After road testing the new suite entitled "A Piece for Assorted Lunatics", the song was recorded in October along with "Any Colour You Like". The piece represents Waters' association with acoustic-tinged ballads, and along with "If" and "Grantchester Meadows", "Brain Damage" uses a simple melody and delivery. David Gilmour actively encouraged Waters to sing the song, even though at this time he wasn't particularly confident about his vocal abilities.

==Themes==
Roger Waters has stated that the insanity-themed lyrics are based on former Floyd frontman Syd Barrett's mental instability, with the line "I'll see you on the dark side of the moon" indicating that he felt related to him in terms of mental idiosyncrasies. The line "And if the band you're in starts playing different tunes..." references Barrett's behaviour near the end of his tenure with the band; because of his mental problems, there were more than a few occasions where Barrett would play a different song than the rest of the band in the middle of a concert. The song has a rather famous opening line, "The lunatic is on the grass...", whereby Waters is referring to areas of turf which display signs saying "Please keep off the grass" with the exaggerated implication that disobeying such signs might indicate insanity. The lyrics' tongue-in-cheek nature is further emphasised by Waters' assertion in the 2003 documentary Classic Albums: Pink Floyd – The Making of The Dark Side of the Moon that not letting people on such beautiful grass was the real insanity. Waters said that the particular patch of grass he had in mind when writing the song was to the rear of King's College, Cambridge.

The German literary scholar and media theorist Friedrich Kittler attaches great relevance to the song, referring to its lyrics as well as to its technological arrangement. For him, the three verses stage the (sound) technological evolution from mono to stereo, culminating in total, "maddening" surround sound.

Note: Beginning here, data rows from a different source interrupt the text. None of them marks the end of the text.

PR #569, opened 2017-08-09
Add box shadow to modals

alexlyp:
Also define in the main.less for later use when the rest of the components get used with less styling

### DIFF
--- a/app/style/ChangePassphraseModal.less
+++ b/app/style/ChangePassphraseModal.less
@@ -14,6 +14,7 @@
 .change-passphrase-modal-section {
     padding: 20px;
     background-color: #fff;
+    box-shadow: @modal-dropshadow;
 }
 
 .change-passphrase-modal-section-heading-sub-section {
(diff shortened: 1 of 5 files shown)


app/style/ChangePassphraseModal.less
```diff
@@ -14,6 +14,7 @@
 .change-passphrase-modal-section {
     padding: 20px;
     background-color: #fff;
+    box-shadow: @modal-dropshadow;
```
sndurkin: [Mixins](http://lesscss.org/features/#features-overview-feature-mixins) might be a better way to handle this specific case, because you could do something like this:

    .mixin-modal: {
        box-shadow: 0px 13px 21px rgba(0, 0, 0, 0.21);
    }
    
    .change-passphrase-modal-section {
        .mixin-modal;
        /* other rules */
    }

And if in the future we want to customize all modal dialogs in some additional way, we would just add to the `mixin-modal` class.

alexlyp: awesome i'll do that, thx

In a 2008 paper in Journal of the Association of American Medical Colleges Fusar-Poli and Madini suggest that the song includes avant-garde techniques and philosophical lyrics can be approached and analysed from a psychological perspective. The line "Got to keep the loonies on the path" references the attempt to maintain order and establish sanity. The detached description of a lobotomy is demonstrated in the lines "You raise the blade, you make the change. You re-arrange me 'till I'm sane". The line "I'll see you on the dark side of the moon", which became a famous metaphor of human irrationality, expresses that madness is always present but invisible, waiting to be exposed.

==Versions==
Some releases of Dark Side of the Moon, for example TC-SHVL. 804 (cassette, New Zealand release) and Q4SHVL 804 (quad LP, UK release) have a different mix of "Brain Damage". During the closing instrumental, beginning at about 3:02, after the second chorus and leading into the final track, "Eclipse", only Peter Watts' "lunatic laughing" is heard, repeatedly, unlike other versions which have the speech sample "I can't think of anything to say", then Peter Watts' laugh and another sample "I think it's marvelous (ha ha ha)".

==Personnel==
- Roger Waters – bass guitar, lead vocals, tape effects
- David Gilmour – electric guitars, harmony vocals
- Richard Wright – Hammond organ, EMS VCS 3
- Nick Mason – drums, tubular bells, tape effects

with:

- Lesley Duncan – backing vocals
- Doris Troy – backing vocals
- Barry St. John – backing vocals
- Liza Strike – backing vocals

The uncredited manic laughter is that of Pink Floyd's then-road manager, Peter Watts.

==Certifications==

| Region | Certification | Certified units/sales |
| New Zealand (RMNZ) | Platinum | 30,000^{‡} |
| United Kingdom (BPI) | Silver | 200,000^{‡} |
^{‡} Sales+streaming figures based on certification alone.